=== Begin Enclosure ===

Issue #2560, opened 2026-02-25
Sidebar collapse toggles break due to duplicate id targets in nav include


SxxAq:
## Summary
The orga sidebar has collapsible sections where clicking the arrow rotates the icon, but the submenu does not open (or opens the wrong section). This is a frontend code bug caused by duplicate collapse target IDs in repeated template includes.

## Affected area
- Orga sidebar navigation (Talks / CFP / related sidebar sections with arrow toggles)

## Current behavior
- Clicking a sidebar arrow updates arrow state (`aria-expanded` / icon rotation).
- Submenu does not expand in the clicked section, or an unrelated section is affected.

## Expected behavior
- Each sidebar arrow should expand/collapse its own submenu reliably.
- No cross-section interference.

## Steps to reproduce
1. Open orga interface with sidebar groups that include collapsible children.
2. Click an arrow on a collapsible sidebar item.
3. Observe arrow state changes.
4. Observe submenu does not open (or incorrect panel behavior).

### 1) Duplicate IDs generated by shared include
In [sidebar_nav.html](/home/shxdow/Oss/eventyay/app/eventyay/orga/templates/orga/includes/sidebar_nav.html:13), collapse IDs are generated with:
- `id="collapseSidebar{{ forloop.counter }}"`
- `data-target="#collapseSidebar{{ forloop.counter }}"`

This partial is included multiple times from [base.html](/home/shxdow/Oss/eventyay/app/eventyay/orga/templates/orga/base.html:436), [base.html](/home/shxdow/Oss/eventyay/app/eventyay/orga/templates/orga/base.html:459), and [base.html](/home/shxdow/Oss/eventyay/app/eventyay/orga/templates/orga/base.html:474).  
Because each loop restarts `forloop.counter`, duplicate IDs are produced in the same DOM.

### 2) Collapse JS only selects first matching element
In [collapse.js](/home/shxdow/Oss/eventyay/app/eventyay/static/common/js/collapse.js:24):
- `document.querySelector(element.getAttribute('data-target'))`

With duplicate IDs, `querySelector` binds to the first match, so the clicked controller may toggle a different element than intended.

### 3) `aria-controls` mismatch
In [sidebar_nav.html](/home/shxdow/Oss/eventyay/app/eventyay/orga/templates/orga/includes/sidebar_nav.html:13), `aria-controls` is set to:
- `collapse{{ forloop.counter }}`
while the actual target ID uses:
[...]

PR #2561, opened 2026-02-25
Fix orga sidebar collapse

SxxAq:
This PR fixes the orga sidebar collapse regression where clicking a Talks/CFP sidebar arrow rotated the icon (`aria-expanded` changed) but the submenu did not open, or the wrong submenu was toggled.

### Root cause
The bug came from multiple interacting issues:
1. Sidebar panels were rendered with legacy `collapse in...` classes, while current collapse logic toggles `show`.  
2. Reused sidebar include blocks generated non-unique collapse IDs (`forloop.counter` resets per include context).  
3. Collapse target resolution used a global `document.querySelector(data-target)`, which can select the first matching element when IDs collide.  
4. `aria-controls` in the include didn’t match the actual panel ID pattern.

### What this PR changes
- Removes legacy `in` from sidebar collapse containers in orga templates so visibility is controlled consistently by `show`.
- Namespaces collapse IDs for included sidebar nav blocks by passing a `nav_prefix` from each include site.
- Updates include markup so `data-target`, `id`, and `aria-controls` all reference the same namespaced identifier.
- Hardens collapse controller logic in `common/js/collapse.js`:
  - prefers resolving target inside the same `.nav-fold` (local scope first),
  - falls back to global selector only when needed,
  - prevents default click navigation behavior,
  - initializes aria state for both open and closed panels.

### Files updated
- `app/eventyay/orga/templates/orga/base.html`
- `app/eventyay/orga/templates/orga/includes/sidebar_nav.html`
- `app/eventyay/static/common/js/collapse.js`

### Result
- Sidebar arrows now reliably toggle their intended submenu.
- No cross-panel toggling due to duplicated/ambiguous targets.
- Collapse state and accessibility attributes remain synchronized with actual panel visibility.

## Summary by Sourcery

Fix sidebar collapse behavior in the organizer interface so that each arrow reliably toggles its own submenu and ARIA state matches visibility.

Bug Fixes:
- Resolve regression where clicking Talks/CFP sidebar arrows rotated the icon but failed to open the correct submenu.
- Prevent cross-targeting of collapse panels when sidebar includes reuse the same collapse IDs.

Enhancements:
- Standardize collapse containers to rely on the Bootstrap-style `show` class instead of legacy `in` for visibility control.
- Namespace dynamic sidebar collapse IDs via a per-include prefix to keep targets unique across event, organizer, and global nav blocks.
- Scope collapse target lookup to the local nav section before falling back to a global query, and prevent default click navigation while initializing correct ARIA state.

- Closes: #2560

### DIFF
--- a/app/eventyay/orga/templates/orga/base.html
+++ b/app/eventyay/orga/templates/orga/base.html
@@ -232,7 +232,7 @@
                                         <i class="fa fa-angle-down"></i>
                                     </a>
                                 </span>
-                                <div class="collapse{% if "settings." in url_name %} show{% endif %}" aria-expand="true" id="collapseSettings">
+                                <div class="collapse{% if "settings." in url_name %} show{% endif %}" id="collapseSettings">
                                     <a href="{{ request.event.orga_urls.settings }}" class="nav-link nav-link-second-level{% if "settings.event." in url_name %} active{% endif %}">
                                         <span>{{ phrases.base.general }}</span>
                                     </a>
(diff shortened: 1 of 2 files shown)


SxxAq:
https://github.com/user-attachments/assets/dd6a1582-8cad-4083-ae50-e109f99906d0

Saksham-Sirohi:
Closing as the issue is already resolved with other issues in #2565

=== End Enclosure ===
=== Begin Enclosure ===

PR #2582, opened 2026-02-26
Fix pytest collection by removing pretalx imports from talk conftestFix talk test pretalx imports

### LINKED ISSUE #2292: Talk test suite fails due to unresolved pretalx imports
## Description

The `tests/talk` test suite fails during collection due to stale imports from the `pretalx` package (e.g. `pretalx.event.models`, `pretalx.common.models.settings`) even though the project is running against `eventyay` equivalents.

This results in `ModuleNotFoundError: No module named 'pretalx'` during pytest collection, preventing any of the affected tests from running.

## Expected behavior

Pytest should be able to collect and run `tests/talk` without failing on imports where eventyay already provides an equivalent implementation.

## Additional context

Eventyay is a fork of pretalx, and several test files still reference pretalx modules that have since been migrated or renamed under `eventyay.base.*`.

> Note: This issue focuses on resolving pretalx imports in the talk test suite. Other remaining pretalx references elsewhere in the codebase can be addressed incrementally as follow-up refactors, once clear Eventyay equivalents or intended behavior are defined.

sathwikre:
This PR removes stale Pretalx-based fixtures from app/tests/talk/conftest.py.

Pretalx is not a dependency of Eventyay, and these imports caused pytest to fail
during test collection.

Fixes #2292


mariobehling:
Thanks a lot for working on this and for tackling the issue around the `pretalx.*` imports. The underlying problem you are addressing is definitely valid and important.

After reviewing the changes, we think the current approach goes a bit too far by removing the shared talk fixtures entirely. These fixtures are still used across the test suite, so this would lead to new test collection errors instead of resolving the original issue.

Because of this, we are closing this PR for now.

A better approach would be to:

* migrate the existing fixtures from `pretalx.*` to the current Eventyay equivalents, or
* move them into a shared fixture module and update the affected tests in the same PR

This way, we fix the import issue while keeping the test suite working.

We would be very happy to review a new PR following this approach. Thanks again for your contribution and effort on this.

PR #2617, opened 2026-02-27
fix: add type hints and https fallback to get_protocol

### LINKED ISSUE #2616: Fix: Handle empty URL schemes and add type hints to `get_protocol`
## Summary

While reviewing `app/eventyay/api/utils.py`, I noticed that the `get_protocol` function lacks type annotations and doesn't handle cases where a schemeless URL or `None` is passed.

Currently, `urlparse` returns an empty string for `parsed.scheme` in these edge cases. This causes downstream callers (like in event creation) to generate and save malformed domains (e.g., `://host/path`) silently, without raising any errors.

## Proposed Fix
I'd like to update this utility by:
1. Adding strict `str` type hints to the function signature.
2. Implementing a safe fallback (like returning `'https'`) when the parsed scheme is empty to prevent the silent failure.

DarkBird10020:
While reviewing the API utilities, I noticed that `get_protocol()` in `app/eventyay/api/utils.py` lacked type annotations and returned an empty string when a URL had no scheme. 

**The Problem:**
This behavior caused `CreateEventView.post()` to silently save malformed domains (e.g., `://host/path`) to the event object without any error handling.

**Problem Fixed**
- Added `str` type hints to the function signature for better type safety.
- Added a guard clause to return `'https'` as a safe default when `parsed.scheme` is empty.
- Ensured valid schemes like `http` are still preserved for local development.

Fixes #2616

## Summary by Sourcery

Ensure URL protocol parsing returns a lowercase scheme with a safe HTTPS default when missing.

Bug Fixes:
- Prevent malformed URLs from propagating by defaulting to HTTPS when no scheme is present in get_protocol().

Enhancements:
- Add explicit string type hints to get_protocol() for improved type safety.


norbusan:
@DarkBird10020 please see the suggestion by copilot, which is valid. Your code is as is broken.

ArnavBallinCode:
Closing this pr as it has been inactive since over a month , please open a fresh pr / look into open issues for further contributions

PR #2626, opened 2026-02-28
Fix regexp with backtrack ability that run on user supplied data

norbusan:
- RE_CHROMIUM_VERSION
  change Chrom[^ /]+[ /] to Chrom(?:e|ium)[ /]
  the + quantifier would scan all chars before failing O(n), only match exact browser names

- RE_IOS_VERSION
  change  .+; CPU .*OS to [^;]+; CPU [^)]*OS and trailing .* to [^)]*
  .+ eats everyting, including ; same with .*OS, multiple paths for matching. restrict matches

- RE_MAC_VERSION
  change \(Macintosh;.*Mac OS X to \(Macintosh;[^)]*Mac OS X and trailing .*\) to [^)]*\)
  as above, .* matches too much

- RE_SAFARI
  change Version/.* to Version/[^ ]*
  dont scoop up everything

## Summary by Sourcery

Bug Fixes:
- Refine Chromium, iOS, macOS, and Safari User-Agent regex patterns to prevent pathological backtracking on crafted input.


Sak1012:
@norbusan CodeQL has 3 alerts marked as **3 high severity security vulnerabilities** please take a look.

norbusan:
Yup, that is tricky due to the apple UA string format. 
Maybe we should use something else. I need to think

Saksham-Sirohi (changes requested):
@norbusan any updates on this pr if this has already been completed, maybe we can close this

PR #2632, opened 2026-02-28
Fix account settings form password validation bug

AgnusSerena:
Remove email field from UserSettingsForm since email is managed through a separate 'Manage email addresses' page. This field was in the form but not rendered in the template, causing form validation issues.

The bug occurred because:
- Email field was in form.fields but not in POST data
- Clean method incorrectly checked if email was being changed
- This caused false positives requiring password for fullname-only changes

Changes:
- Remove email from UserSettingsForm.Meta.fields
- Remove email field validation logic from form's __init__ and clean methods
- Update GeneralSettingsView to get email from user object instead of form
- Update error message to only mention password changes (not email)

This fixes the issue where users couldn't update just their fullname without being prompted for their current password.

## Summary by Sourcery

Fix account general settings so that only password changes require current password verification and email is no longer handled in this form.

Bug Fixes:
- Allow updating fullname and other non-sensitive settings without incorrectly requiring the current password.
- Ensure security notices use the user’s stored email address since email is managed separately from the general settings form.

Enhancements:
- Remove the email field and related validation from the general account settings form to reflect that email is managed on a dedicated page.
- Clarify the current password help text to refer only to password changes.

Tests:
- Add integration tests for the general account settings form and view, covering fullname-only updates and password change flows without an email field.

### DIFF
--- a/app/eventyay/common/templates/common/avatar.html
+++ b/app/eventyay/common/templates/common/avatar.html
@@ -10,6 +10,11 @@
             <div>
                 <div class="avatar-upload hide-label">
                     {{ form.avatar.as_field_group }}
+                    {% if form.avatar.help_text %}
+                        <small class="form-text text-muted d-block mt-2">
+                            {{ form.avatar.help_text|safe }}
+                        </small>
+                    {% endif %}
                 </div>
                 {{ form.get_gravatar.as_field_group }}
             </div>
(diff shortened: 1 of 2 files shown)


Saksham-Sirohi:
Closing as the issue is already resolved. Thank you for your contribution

=== End Enclosure ===
=== Begin Enclosure ===

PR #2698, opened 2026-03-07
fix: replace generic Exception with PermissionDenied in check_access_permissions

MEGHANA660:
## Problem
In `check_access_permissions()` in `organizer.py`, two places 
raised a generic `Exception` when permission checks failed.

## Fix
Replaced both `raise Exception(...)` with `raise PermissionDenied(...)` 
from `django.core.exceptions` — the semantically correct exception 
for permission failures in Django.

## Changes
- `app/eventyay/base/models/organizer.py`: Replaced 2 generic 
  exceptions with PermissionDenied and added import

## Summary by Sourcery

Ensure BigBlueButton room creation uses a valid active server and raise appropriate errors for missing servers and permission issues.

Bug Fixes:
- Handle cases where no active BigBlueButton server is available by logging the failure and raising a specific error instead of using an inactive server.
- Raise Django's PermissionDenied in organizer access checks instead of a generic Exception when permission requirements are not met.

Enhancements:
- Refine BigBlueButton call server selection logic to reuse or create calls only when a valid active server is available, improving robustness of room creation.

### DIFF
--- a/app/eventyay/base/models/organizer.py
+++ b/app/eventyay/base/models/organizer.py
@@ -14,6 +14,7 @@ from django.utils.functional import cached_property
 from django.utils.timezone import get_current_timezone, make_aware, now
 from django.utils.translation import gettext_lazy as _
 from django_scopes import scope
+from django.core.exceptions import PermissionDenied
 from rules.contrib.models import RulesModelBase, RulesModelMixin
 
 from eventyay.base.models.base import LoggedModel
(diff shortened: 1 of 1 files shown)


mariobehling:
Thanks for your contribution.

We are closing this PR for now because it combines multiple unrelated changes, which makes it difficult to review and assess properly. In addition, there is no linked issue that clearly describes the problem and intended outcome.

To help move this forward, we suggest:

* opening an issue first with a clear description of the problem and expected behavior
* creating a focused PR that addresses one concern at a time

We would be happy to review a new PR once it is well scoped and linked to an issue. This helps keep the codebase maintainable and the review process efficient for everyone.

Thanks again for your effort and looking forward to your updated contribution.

=== End Enclosure ===

Output the lines above between the one holding "- Prevent malformed" and the one holding "PR #2632, opened 2026-02-28", inclusive, with nothing before or after them.

* _Task answer_:
- Prevent malformed URLs from propagating by defaulting to HTTPS when no scheme is present in get_protocol().

Enhancements:
- Add explicit string type hints to get_protocol() for improved type safety.


norbusan:
@DarkBird10020 please see the suggestion by copilot, which is valid. Your code is as is broken.

ArnavBallinCode:
Closing this pr as it has been inactive since over a month , please open a fresh pr / look into open issues for further contributions

PR #2626, opened 2026-02-28
Fix regexp with backtrack ability that run on user supplied data

norbusan:
- RE_CHROMIUM_VERSION
  change Chrom[^ /]+[ /] to Chrom(?:e|ium)[ /]
  the + quantifier would scan all chars before failing O(n), only match exact browser names

- RE_IOS_VERSION
  change  .+; CPU .*OS to [^;]+; CPU [^)]*OS and trailing .* to [^)]*
  .+ eats everyting, including ; same with .*OS, multiple paths for matching. restrict matches

- RE_MAC_VERSION
  change \(Macintosh;.*Mac OS X to \(Macintosh;[^)]*Mac OS X and trailing .*\) to [^)]*\)
  as above, .* matches too much

- RE_SAFARI
  change Version/.* to Version/[^ ]*
  dont scoop up everything

## Summary by Sourcery

Bug Fixes:
- Refine Chromium, iOS, macOS, and Safari User-Agent regex patterns to prevent pathological backtracking on crafted input.


Sak1012:
@norbusan CodeQL has 3 alerts marked as **3 high severity security vulnerabilities** please take a look.

norbusan:
Yup, that is tricky due to the apple UA string format. 
Maybe we should use something else. I need to think

Saksham-Sirohi (changes requested):
@norbusan any updates on this pr if this has already been completed, maybe we can close this

PR #2632, opened 2026-02-28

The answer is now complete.